2) Jede moderne Datenbank kann Benutzer (Rollen) verwalten. Warum überlässt du es nicht der Datenbank ihre Stärken auszuspielen? Der Benutzer ist also entsprechender Benutzer auf der Datenbank, hier kann man auch schön für jede Tabelle/View einstellen welche Rechte er hat, etc.

Gruß
Sparrow


----------



## Dagobert (20. Apr 2009)

Guten Abend,

erstmal vielden Dank für eure Hilfe.
Ich werde mich dann jetzt mal mit dem Usermanagment ohne GUI vertraut machen.
Habe mich dazu entschlossen für jeden Benutzer des Programms auch ein eigenen Datenbankuser zu erstellen.

mfg. Dagobert


----------



## tfa (21. Apr 2009)

Dagobert hat gesagt.:


> Habe mich dazu entschlossen für jeden Benutzer des Programms auch ein eigenen Datenbankuser zu erstellen.


Diese Lösung finde ich auch problematisch. Überlege dir, ob du die Berechtigungen für deine Anwendung damit sicher regeln kannst. Du kannst zwar sagen, Benutzer X hat auf Tabelle Y die Rechte insert, update und select. Aber das gilt dann für alle Daten in dieser Tabelle. Er könnte auch Datensätze lesen oder verändern, auf die er eigentlich keinen Zugriff haben sollte. Sicherlich könnte man das auch mit speziellen Views oder STPs umgehen. Das würde die Sache aber noch aufwendiger machen.

Meiner Meinung ist die einzig praktikable Lösung eine 3-Tier-Anwendung mit Client und Server.


----------



## Ebenius (21. Apr 2009)

tfa hat gesagt.:


> Meiner Meinung ist die einzig praktikable Lösung eine 3-Tier-Anwendung mit Client und Server.


Ich hab eben nochmal das Thema überflogen... Es mag die einzige Lösung sein; aber augenscheinlich nicht für des Themeneröffners Problem... ???:L

Ebenius


----------



## tfa (21. Apr 2009)

Ebenius hat gesagt.:


> Ich hab eben nochmal das Thema überflogen... Es mag die einzige Lösung sein; aber augenscheinlich nicht für des Themeneröffners Problem... ???:L


Ach...?  ???:L


----------



## Ebenius (21. Apr 2009)

tfa hat gesagt.:


> Ach...?  ???:L


Der Themeneröffner schreibt: 





Dagobert hat gesagt.:


> Also ich möchte ein Programm schreiben, was verschiedene User zulässt. Diese Benutzer sollen Daten lesen und editieren können, aber nicht löschen können.


Das kann er ohne 3-Tier-App lösen.

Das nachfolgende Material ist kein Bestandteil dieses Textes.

PR #34, opened 2025-09-29
Align DataConverter with Go Client

natemort:
**What changed?**
- Make DataConverter match Go rather than Java.

**Why?**
- The Go DataConverter's approach is unique and potentially difficult to parse. But it's unambiguous. The Java client either wraps the input into a json array, or encodes it as-is if there's a single value. This ends up being ambiguous as to how it should be decoded any time a List is one of the arguments.
- We could alternatively always wrap the arguments into a list, but introducing a third standard seems worse.

**How did you test it?**
- Unit tests

**Potential risks**
- None
- 

**Release notes**

**Documentation Changes**


timl3136 (approved):
LGTM

PR #66, opened 2026-02-05
feat: define python client search attribute types

timl3136:
**What changed?**
defined the search attribute types in python client

**Why?**
in order to use search attribute in client, we need proper typing for search attributes.

**How did you test it?**
Unit test, it's not integrated with client yet.

**Potential risks**

**Release notes**

**Documentation Changes**


shijiesheng:
implemented here https://github.com/cadence-workflow/cadence-python-client/pull/166

PR #83, opened 2026-04-01
feat: implement heartbeat progress recovery through heartbeat details

timl3136:
**What changed?**
implement heartbeat progress recovery through heartbeat details. While activity can fetch heartbeat details, it cannot yet do that during retry since retry handling is missing.

**Why?**
Allow the activity to pickup the progress that it heartbeated during retry

**How did you test it?**
Unit tests

**Potential risks**

**Release notes**

**Documentation Changes**

### DIFF
--- a/cadence/_internal/activity/_heartbeat.py
+++ b/cadence/_internal/activity/_heartbeat.py
@@ -37,5 +37,6 @@ class _HeartbeatSender:
                     identity=self._identity,
                 )
             )
+            self._previous_details = payload
         except Exception:
             _logger.warning("Heartbeat failed", exc_info=True)
--- a/cadence/_internal/activity/_heartbeat.py
+++ b/cadence/_internal/activity/_heartbeat.py
@@ -1,6 +1,7 @@
 from logging import getLogger
-from typing import Any
+from typing import Any, Type
 
+from cadence.api.v1.common_pb2 import Payload
 from cadence.api.v1.service_worker_pb2 import RecordActivityTaskHeartbeatRequest
 from cadence.api.v1.service_worker_pb2_grpc import WorkerAPIStub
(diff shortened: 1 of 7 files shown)


cadence/data_converter.py
```diff
@@ -51,6 +51,8 @@ def _decode_whitespace_delimited(
     def _convert_into(
         values: List[Any], type_hints: Sequence[Type | None]
     ) -> List[Any]:
+        if not type_hints:
```
shijiesheng: maybe it's better to do validation on from_data directly. If type_hints is None, assume there is one data inside the payload. So type_hints should default to [None]

cadence/data_converter.py
```diff
@@ -39,7 +39,7 @@ def _decode_whitespace_delimited(
     ) -> List[Any]:
         results: List[Any] = []
         start, end = 0, len(payload)
-        while start < end and len(results) < len(type_hints):
+        while start < end and (not type_hints or len(results) < len(type_hints)):
```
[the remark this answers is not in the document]
shijiesheng: move validation outside to from_data instead

cadence/_internal/activity/_heartbeat.py
```diff
@@ -15,11 +16,16 @@ def __init__(
         data_converter: DataConverter,
         task_token: bytes,
         identity: str,
+        previous_details: Payload,
     ):
         self._worker_stub = worker_stub
         self._data_converter = data_converter
         self._task_token = task_token
         self._identity = identity
+        self._previous_details = previous_details
```
shijiesheng, line 25: _previous_details need to be updated in send_heartbeat() after `await self._worker_stub.RecordActivityTaskHeartbeat`

shijiesheng (approved):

Pauschal lässt sich nicht sagen: "[...] die einzig praktikable Lösung [...]", wenn man nicht auf die konkreten Anforderungen eingeht. Oder?

Ebenius


----------



## tfa (21. Apr 2009)

Ebenius hat gesagt.:


> Der Themeneröffner schreibt:
> Das kann er ohne 3-Tier-App lösen.


Ohne die Anforderungen genauer zu kennen, kann man das wohl kaum entscheiden. Siehe oben.


----------



## Dagobert (21. Apr 2009)

Guten Morgen,

ich habe gestern angefangen daraus mal wieder ein Client-Server-Konzept zu basteln mithilfe von SIMON.
Also im Server werden die Anmeldedaten für die Datenbank hinterlegt (User, PW).
Der Server ist das einzige Objekt das direkt mit der Datenbank kommunitzieren soll.
Dann der Client der alle Querrys zum Server schickt und der die (falls möglich, Benutzerrechte es zulassen) results zurückschickt.
So habe ich mir das jetzt ungefähr vorgesllt.

mfg. Dagobert


----------



## tuxedo (21. Apr 2009)

OT: Und noch ein "glücklicher" SIMON User *yeeehaa*


----------